Key Points and Recommendations

Looking to the Future

An essential step in optimizing post-LT GFR is better understanding and management of pre-LT kidney dysfunction. When attempting to determine a target minimum GFR after LT, recent data indicate that the relation between post-LT kidney function and subsequent mortality may be accurately quantified. In a large single-center study, a >30% reduction in estimated GFR between 3 and 12 mo after LT was associated with increased mortality (odds ratio 2.6; p < 0.001) 119. In a separate study, a GFR 15–29 mL/min had a hazard ratio of 2.7 (p < 0.01), and a GFR <15 mL/min had a hazard ratio of 5.5 (p < 0.01) for mortality 120.

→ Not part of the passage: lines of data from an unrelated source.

PR #1854, opened 2026-08-06
Owl Statue skips to File Select

### LINKED ISSUE #1852: "Skip to File Select" doesn't include Owl Saves

### Description of the bug:
"Skip to File Select" is supposed to skip over the intro cutscene, and it does when you boot up the game. But if you save at an Owl Statue, it quits out and then plays the intro cutscene, even with the option to skip it turned on.

1. Turn on "Skip to File Select"
2. Load a game where Link has a sword (can easily be done using the Skip First Cycle option)
3. Save at an Owl Statue
4. Intro cutscene plays after the game quits out

### Expected behavior:
When you save at an Owl Statue with "Skip to File Select" turned on, it should go right back to File Select, not play the intro cutscene.

### System Information:
- OS: Windows 11
- GFX Backend: DirectX
- Game Version: Keiichi Charlie
- Rom Version: US v1.0

JordanLongstaff:
Fixes #1852

### Build Artifacts
  - [2ship-linux.zip](https://nightly.link/HarbourMasters/2ship2harkinian/actions/artifacts/9287103617.zip)
  - [2ship-windows.zip](https://nightly.link/HarbourMasters/2ship2harkinian/actions/artifacts/9287017850.zip)
  - [2ship-mac.zip](https://nightly.link/HarbourMasters/2ship2harkinian/actions/artifacts/9287010011.zip)

### DIFF
--- a/mm/2s2h/Enhancements/Cutscenes/SkipToFileSelect.cpp
+++ b/mm/2s2h/Enhancements/Cutscenes/SkipToFileSelect.cpp
@@ -11,7 +11,27 @@ extern "C" {
 #define CVAR_NAME "gEnhancements.Cutscenes.SkipToFileSelect"
 #define CVAR CVarGetInteger(CVAR_NAME, 0)
 
-void RegisterSkipToFileSelect() {
+static constexpr int32_t OPENING_CS_ID = 0x1C00;
+
+// Normally the following is called by the opening cutscene
+static void SkipToFileSelect() {
+    Sram_InitNewSave();
+    gSaveContext.save.time = CLOCK_TIME(8, 0);
+    gSaveContext.save.day = 1;
+    gSaveContext.save.playerForm = PLAYER_FORM_HUMAN;
+    gSaveContext.gameMode = GAMEMODE_FILE_SELECT;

CNI nephrotoxicity remains a major contributor to kidney injury following LT. Future CNI-mitigation strategies may include individualized management of immunosuppression. Genetic polymorphisms such as cytochrome P450 34A, ATP-binding cassette subfamily B-1 and nitric oxide synthase 3, for example, have been linked to susceptibility to CNI toxicity 121-123 and could be tested before transplant to plan for posttransplant immunosuppression. Further validation of these and other associations accompanied by functional confirmation may inform personalized application of immunosuppression. For more information on optimizing post-LT renal function, please see our companion paper 1.

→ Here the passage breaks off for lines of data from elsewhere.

PR #1859, opened 2026-08-08
Allow free look when climbing on objects

lightmanLP:
Literally

### Build Artifacts
  - [2ship-linux.zip](https://nightly.link/HarbourMasters/2ship2harkinian/actions/artifacts/9022553517.zip)
  - [2ship-windows.zip](https://nightly.link/HarbourMasters/2ship2harkinian/actions/artifacts/9022528349.zip)
  - [2ship-mac.zip](https://nightly.link/HarbourMasters/2ship2harkinian/actions/artifacts/9022437310.zip)

### DIFF
--- a/mm/2s2h/BenGui/BenMenu.cpp
+++ b/mm/2s2h/BenGui/BenMenu.cpp
@@ -888,11 +888,6 @@ void BenMenu::AddEnhancements() {
                      .Min(-89.0f)
                      .Max(89.0f)
                      .DefaultValue(-49.0f));
-    AddWidget(path, "Allow Camera Control During Climb", WIDGET_CVAR_CHECKBOX)
-        .CVar("gEnhancements.Camera.FreeLook.AllowClimb")
-        .PreFunc([](WidgetInfo& info) { info.isHidden = mBenMenu->disabledMap.at(DISABLE_FOR_FREE_LOOK_OFF).active; })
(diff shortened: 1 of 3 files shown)


Jameriquiah:
tbh i think this should just be by default how free look works rather than a separate enhancement

lightmanLP:
Removed requirement in separate commit, choose wisely

garrettjoecox:
I'm not a freecam user, so I have no opinion here, @Jameriquiah do you usually use freecam?

Jameriquiah:
> I'm not a freecam user, so I have no opinion here, @Jameriquiah do you usually use freecam?

always. and free cam works when hanging and climbing in soh so id be happy to have it here, im just not too sure the `z_camera.c` footprint is the best way to do it

lightmanLP:
Last commit does it without requirement of any z_camera changes. I just keept names if anyone would need them

Jameriquiah:
ah perfect then, yea id get rid of that then, and the `gEnhancements.Camera.FreeLook.AllowClimb` cvar probably isnt needed either, could just get rid of that and just have the code go when it needs to for `CAM_FUNC_PARALLEL1`

lightmanLP:
Seems to work with minimal edit now

Jameriquiah (approved):

PR #1863, opened 2026-08-09
16 Bit Sound Font Ids

frogssoldseparately:
Changes some infrastructure to use 16 bit font id's for sequence data, as opposed to the original 8 bit. This provides more sound font slots than could practically be used up.

Allows sequenced music to use crc64 hashes of sound font file names to reference them. This was originally only available for streamed music.

This .o2r file can be used to test. Just change the zip extension to o2r. It has 827 custom sound fonts, and 1923 custom sequences (the current custom sequence limit).

[1786312534.zip](https://github.com/user-attachments/files/30880379/1786312534.zip)

### Build Artifacts
  - [2ship-mac.zip](https://nightly.link/HarbourMasters/2ship2harkinian/actions/artifacts/9820758370.zip)
  - [2ship-linux.zip](https://nightly.link/HarbourMasters/2ship2harkinian/actions/artifacts/9820621313.zip)
  - [2ship-windows.zip](https://nightly.link/HarbourMasters/2ship2harkinian/actions/artifacts/9820579771.zip)

### DIFF
--- a/mm/2s2h/resource/importer/AudioSequenceFactory.cpp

At the policy level, the best information must shape future allocation decisions. SLKT utilization and equitable/appropriate access to kidney transplantation via a safety net is likely to remain contentious, but a consensus is urgently needed. To maximize post-LT survival outcome, an optimal policy regarding SLKT would aim for a post-LT GFR target of >60 mL/min in the greatest number of organ recipients. In addition, introduction of novel therapeutic agents would require adaptation of the organ allocation policy. Although future therapy for HRS, for example, may restore SCr, whether the corresponding reduction in the MELD score is commensurate with mortality benefits based on kidney functional recovery must be studied. Finally, promoting timely organ allocation and preventing pre- and postoperative morbidity and mortality would require prospective multicenter data collaborations and accurate risk assessment tools to inform data-driven interventions and rational policy development addressing all stakeholders in LT.

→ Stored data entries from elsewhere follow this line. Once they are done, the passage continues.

PR #1870, opened 2026-08-10
[Enhancement] Trigger active item on B

lightmanLP:
This enhancement allows to use deku sticks, gfs, bow and hookshot with B button. Pressing button again unequips it. Hookshot and bow functions intentionally limited to aim mode.
It's functionally replaces GFS enhancement.

- [x] fix compat issues with arrow cycle on R
- [ ] fix compat with bomb arrows
- [x] strip gfs enhancement after verification?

Key Points and Recommendations

Disclosure

The authors of this manuscript have conflicts of interest to disclose as described by the American Journal of Transplantation. J.G.O. has received honoraria from Gilead, Abbvie, Astellas, Novartis, grant funding from Grifols and Fisher Scientific and is a consultant for Gilead, Abbvie, Grifols, and Intercept. J.L. has received honoraria from Novartis, Gilead, Salix, grant funding from Novartis, and is a consultant for Transplant Genomics Inc. M.N. is a consultant for Baxter and Mallinckrodt. M.C. has received research support from Gilead, Merck, Janssen, Abbvie, Novartis, Galectin, and Intercept and is a consultant for Gilead, Bristol Myers, Merck, Janssen, Abbvie, Novartis, Galectin, and Intercept. F.W. is a consultant for Mallinckrodt. W.R.K. has no conflicts of interest to disclose.